Lines in the records below that contain the word "const" must each be copied.

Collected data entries
--- START ---
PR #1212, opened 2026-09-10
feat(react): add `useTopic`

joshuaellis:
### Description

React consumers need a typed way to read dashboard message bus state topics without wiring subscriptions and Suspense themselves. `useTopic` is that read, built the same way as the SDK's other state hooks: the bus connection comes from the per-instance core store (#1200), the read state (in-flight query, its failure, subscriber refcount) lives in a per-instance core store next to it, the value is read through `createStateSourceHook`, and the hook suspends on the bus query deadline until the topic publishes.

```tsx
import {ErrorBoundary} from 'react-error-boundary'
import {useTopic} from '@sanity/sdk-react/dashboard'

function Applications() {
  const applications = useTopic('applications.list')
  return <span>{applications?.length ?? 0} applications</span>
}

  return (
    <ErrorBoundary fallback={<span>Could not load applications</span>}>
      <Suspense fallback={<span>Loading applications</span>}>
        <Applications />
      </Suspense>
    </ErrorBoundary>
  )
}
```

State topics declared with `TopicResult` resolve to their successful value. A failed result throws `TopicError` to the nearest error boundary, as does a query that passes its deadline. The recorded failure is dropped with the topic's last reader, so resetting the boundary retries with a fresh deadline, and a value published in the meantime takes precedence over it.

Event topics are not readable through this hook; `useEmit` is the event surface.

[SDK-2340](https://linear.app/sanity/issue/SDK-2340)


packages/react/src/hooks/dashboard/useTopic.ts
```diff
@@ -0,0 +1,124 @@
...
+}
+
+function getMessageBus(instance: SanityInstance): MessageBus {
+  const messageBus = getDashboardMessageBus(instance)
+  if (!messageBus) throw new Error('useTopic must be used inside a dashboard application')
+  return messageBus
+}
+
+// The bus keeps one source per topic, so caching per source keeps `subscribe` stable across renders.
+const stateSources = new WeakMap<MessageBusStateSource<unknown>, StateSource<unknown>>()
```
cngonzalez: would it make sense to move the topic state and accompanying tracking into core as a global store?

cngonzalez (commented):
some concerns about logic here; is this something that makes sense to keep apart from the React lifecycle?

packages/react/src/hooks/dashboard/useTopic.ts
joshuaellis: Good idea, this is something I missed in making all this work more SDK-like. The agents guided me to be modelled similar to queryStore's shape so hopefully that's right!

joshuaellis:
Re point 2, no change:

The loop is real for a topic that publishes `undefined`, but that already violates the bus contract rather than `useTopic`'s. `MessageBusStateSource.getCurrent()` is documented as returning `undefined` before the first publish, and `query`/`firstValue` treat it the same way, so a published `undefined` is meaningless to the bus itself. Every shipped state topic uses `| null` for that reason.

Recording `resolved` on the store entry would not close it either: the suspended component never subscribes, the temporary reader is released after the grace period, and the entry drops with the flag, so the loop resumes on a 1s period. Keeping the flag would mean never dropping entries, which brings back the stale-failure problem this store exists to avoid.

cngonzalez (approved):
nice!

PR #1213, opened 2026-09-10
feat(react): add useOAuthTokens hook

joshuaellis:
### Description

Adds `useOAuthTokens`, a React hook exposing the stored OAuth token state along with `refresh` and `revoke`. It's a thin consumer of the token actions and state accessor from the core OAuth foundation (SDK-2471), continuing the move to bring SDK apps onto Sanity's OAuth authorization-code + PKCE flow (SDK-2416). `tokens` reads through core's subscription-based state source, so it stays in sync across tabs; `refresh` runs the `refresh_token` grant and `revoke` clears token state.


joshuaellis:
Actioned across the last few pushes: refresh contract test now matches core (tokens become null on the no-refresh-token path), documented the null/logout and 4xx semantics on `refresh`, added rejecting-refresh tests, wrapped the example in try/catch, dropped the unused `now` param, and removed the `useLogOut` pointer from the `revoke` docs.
--- END ---
_ANSWER TO THIS EXERCISE_
  const applications = useTopic('applications.list')
+  const messageBus = getDashboardMessageBus(instance)
+const stateSources = new WeakMap<MessageBusStateSource<unknown>, StateSource<unknown>>()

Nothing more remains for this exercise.